A retrospective study of 66 consecutive Japanese patients with multiple sclerosis (42 women and 24 men) was done by reviewing the medical records and MRI films. Forty nine patients were diagnosed as having clinically definite multiple sclerosis and 17 patients as having clinically probable multiple sclerosis according to Poser's criteria. Prevalence rates of each brain stem and cerebellar manifestation and frequency and distribution of MRI lesions in these patients were studied.

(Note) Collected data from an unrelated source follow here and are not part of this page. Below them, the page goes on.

PR #471, opened 2016-11-20
Fix runtime error on `polymer init`

tony19:

`createYeomanEnvironment()` returns a promise, but a couple callers weren't updated to await it, resulting in a runtime error when they tried to access methods not available on a promise.

### DIFF
--- a/src/init/init.ts
+++ b/src/init/init.ts
@@ -177,7 +177,7 @@ export async function runGenerator(generatorName: string, options: {[name: strin
   options = options || {};
   const templateName = options['templateName'] || generatorName;
 
-  const env: YeomanEnvironment = await options['env'] || createYeomanEnvironment();
+  const env: YeomanEnvironment = await options['env'] || await createYeomanEnvironment();
 
   logger.info(`Running template ${templateName}...`);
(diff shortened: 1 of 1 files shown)


src/init/init.ts
```diff
@@ -177,7 +177,7 @@ export async function runGenerator(generatorName: string, options: {[name: strin
   options = options || {};
   const templateName = options['templateName'] || generatorName;
 
-  const env: YeomanEnvironment = await options['env'] || createYeomanEnvironment();
+  const env: YeomanEnvironment = await options['env'] || await createYeomanEnvironment();
```
justinfagnani: Options['env'] is always a non-Promise value. The `await` was intended to apply to the whole or'ed expression. I'd suggest keeping just one `await` by doing: 

```
const env: YeomanEnvironment = await (options['env'] || createYeomanEnvironment());
```

justinfagnani:
Thanks @tony19! One small comment on the need for two `await`s on that line.

justinfagnani:
Thanks @tony19 

FYI, I wrote a test for this which I'll merge afterward.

Forty three patients (65%) had one or more infratentorial manifestations. Cranial nerves were clinically involved in 28 patients (42%), and most of the lesions were identified by MRI. Among them, manifestations of facial, trigeminal, and abducens nerves were relatively common. Cerebellar ataxia was found in 20 patients (30%). The MRI study showed that the lesions responsible for ataxia in these patients were mainly found in the cerebellar peduncles, but cerebellar hemispheric lesions were detected in only four patients (6.4%).
The low frequency (6.4%) of the cerebellar MRI lesions in these patients is in sharp contrast with the figures reported for white patients with multiple sclerosis (50%-90%). Racial and genetic differences may have an influence on the susceptibility of each part of the CNS to demyelination in multiple sclerosis.
研究日本多发性硬化患者脑干和小脑病变的临床及磁共振成像(MRI)特征。
通过回顾病历和MRI影像,对66例连续的日本多发性硬化患者(42例女性和24例男性)进行回顾性研究。根据波泽标准,49例患者被诊断为临床确诊的多发性硬化,17例患者被诊断为临床可能的多发性硬化。研究这些患者中各脑干和小脑表现的患病率以及MRI病变的频率和分布。
43例患者(65%)有一项或多项幕下表现。28例患者(42%)临床上累及颅神经,且大多数病变通过MRI得以识别。其中,面神经、三叉神经和展神经的表现相对常见。20例患者(30%)出现小脑性共济失调。MRI研究显示,这些患者中导致共济失调的病变主要位于小脑脚,但仅4例患者(6.4%)检测到小脑半球病变。
这些患者小脑MRI病变的低频率(6.4%)与白人多发性硬化患者报道的数据(50%-90%)形成鲜明对比。种族和遗传差异可能对多发性硬化中枢神经系统各部分对脱髓鞘的易感性产生影响。